→ **Your objective**: Select all lines in the records that include "there".

→ **Data for review**:
PR #289, opened 2019-10-08
Update expiration of current contestants in contestSetAdditionalTime

### LINKED ISSUE #282: Update

zenovich:
Fixes #282

### DIFF
--- a/app/api/contests/set_additional_time.go
+++ b/app/api/contests/set_additional_time.go
@@ -175,6 +175,7 @@ func setAdditionalTimeForGroupInContest(
 				IFNULL(SUM(TIME_TO_SEC(groups_contest_items.additional_time)), 0) AS total_additional_time`).
 			WithWriteLock().QueryExpr()).Error())
 
+	//nolint:gosec
 	result := store.Exec(`
 		UPDATE groups_groups
 		JOIN contest_participations


app/api/contests/set_additional_time.go
```diff
@@ -57,59 +61,132 @@ import (
...
+		service.MustNotBeError(scope.UpdateColumn("additional_time",
+			gorm.Expr("SEC_TO_TIME(?)", additionalTimeInSeconds)).Error())
+	} else if additionalTimeInSeconds != 0 {
+		service.MustNotBeError(groupContestItemStore.Exec(
+			"INSERT INTO groups_contest_items (group_id, item_id, additional_time) VALUES(?, ?, SEC_TO_TIME(?))",
+			groupID, itemID, additionalTimeInSeconds).Error())
+	}
+
+	service.MustNotBeError(store.Exec("DROP TEMPORARY TABLE IF EXISTS total_additional_times").Error())
+	service.MustNotBeError(store.Exec(`
```
smadbe: This request probably needs some explanations (comments), especially as there are many kind of groups and it is very hard to follow.
For instance, indicating after L157 that, at this point, we have all groups participating to the contest and which are descendant of the group on which we change additional time (so, that will be affected)

app/api/contests/set_additional_time.go
```diff
@@ -57,59 +61,132 @@ import (
...
+					ON groups_contest_items.group_id = groups_ancestors.ancestor_group_id AND
+						groups_contest_items.item_id = contest_participations.item_id`).
+			Group("groups_groups.child_group_id").
+			Select(`
+				groups_groups.child_group_id,
+				IFNULL(SUM(TIME_TO_SEC(groups_contest_items.additional_time)), 0) AS total_additional_time`).
+			WithWriteLock().QueryExpr()).Error())
+
+	result := store.Exec(`
+		UPDATE groups_groups
```
smadbe: If I do the UPDATE using the SELECT request directly inside it, it seems to works on my db. (so no needing the temp table) I just replaced `JOIN total_additional_times` by `JOIN (SELECT ... ) AS total_additional_times`
Could you check? 
If so, probably there are also ways to write it in a bit cleaner way.

zenovich: Do you have triggers in your DB? (Initially I implemented this with nested select, but that didn't work)

zenovich: ("Can't update table in stored function/trigger because it is already used by statement which invoked this stored function/trigger")

app/api/contests/set_additional_time.go
zenovich: fixed

app/api/contests/set_additional_time.go
smadbe: Yes, I have the triggers and applied the migrations, strange. 🤔 The tables are empty, but this error should not depend on the actual data.

zenovich: Just tried this again: ```Data: {"success":false,"message":"Internal Server Error","error_text":"Error 1442: Can't update table 'groups_ancestors' in stored function/trigger because it is already used by statement which invoked this stored function/trigger."}```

→ **Solution below**:
smadbe: This request probably needs some explanations (comments), especially as there are many kind of groups and it is very hard to follow.
If so, probably there are also ways to write it in a bit cleaner way.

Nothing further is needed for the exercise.